(Beginning of Task inputs)

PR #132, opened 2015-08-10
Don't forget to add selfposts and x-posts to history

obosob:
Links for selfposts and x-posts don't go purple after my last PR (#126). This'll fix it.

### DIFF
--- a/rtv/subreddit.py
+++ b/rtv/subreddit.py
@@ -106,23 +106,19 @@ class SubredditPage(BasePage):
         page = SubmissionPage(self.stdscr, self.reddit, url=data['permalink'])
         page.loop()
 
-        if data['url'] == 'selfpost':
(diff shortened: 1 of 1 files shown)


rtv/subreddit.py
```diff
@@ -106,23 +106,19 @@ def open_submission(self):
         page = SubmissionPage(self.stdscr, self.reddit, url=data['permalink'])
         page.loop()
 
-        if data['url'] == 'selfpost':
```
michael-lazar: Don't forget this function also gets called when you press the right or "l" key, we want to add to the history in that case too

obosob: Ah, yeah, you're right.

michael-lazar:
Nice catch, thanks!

(End of Task inputs)
(Beginning of Task inputs)

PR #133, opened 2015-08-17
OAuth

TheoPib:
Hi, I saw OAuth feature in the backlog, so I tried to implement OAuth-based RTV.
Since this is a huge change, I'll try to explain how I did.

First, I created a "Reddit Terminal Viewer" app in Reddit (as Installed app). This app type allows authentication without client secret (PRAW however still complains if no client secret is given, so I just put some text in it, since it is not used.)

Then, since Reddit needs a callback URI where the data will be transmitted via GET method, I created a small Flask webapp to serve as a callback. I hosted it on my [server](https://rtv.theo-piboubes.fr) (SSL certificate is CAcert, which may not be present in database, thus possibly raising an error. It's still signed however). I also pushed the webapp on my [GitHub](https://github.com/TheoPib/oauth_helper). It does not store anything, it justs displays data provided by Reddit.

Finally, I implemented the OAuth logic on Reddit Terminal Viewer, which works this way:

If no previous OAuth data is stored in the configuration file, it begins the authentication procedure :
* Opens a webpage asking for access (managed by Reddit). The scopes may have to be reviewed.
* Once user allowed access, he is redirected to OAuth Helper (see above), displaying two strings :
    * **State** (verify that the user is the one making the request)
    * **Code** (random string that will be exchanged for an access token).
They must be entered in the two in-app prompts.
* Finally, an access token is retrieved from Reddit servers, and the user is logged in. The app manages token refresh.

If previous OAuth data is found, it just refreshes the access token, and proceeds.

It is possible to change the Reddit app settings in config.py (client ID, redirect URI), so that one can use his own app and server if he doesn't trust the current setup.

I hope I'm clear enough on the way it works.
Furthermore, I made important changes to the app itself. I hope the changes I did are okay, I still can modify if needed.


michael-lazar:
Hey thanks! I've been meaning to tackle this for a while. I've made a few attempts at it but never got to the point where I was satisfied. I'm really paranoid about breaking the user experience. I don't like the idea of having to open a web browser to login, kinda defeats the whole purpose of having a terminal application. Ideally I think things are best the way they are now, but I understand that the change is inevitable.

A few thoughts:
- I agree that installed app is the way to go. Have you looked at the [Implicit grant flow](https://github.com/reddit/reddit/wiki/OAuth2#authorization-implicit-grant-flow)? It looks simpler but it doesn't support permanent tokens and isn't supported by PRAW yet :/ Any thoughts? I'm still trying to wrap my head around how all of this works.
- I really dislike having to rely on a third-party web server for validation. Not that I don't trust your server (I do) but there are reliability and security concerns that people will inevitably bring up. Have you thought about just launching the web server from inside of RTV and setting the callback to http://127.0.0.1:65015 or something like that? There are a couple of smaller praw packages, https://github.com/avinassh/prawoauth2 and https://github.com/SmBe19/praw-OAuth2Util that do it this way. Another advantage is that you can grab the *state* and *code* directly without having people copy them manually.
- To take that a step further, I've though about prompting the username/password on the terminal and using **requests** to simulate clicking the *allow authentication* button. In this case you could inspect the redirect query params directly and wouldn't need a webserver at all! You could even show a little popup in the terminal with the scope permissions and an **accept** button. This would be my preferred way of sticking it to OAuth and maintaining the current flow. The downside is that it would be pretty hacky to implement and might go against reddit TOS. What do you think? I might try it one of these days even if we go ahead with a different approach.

(End of Task inputs)

(Task statement): In the data above, find the line with "(diff shortened: 1 of 1 files shown)" and the line with "Nice catch, thanks!". Retype both, plus every line between them, exactly.

(Final answer):
(diff shortened: 1 of 1 files shown)


rtv/subreddit.py
```diff
@@ -106,23 +106,19 @@ def open_submission(self):
         page = SubmissionPage(self.stdscr, self.reddit, url=data['permalink'])
         page.loop()
 
-        if data['url'] == 'selfpost':
```
michael-lazar: Don't forget this function also gets called when you press the right or "l" key, we want to add to the history in that case too

obosob: Ah, yeah, you're right.

michael-lazar:
Nice catch, thanks!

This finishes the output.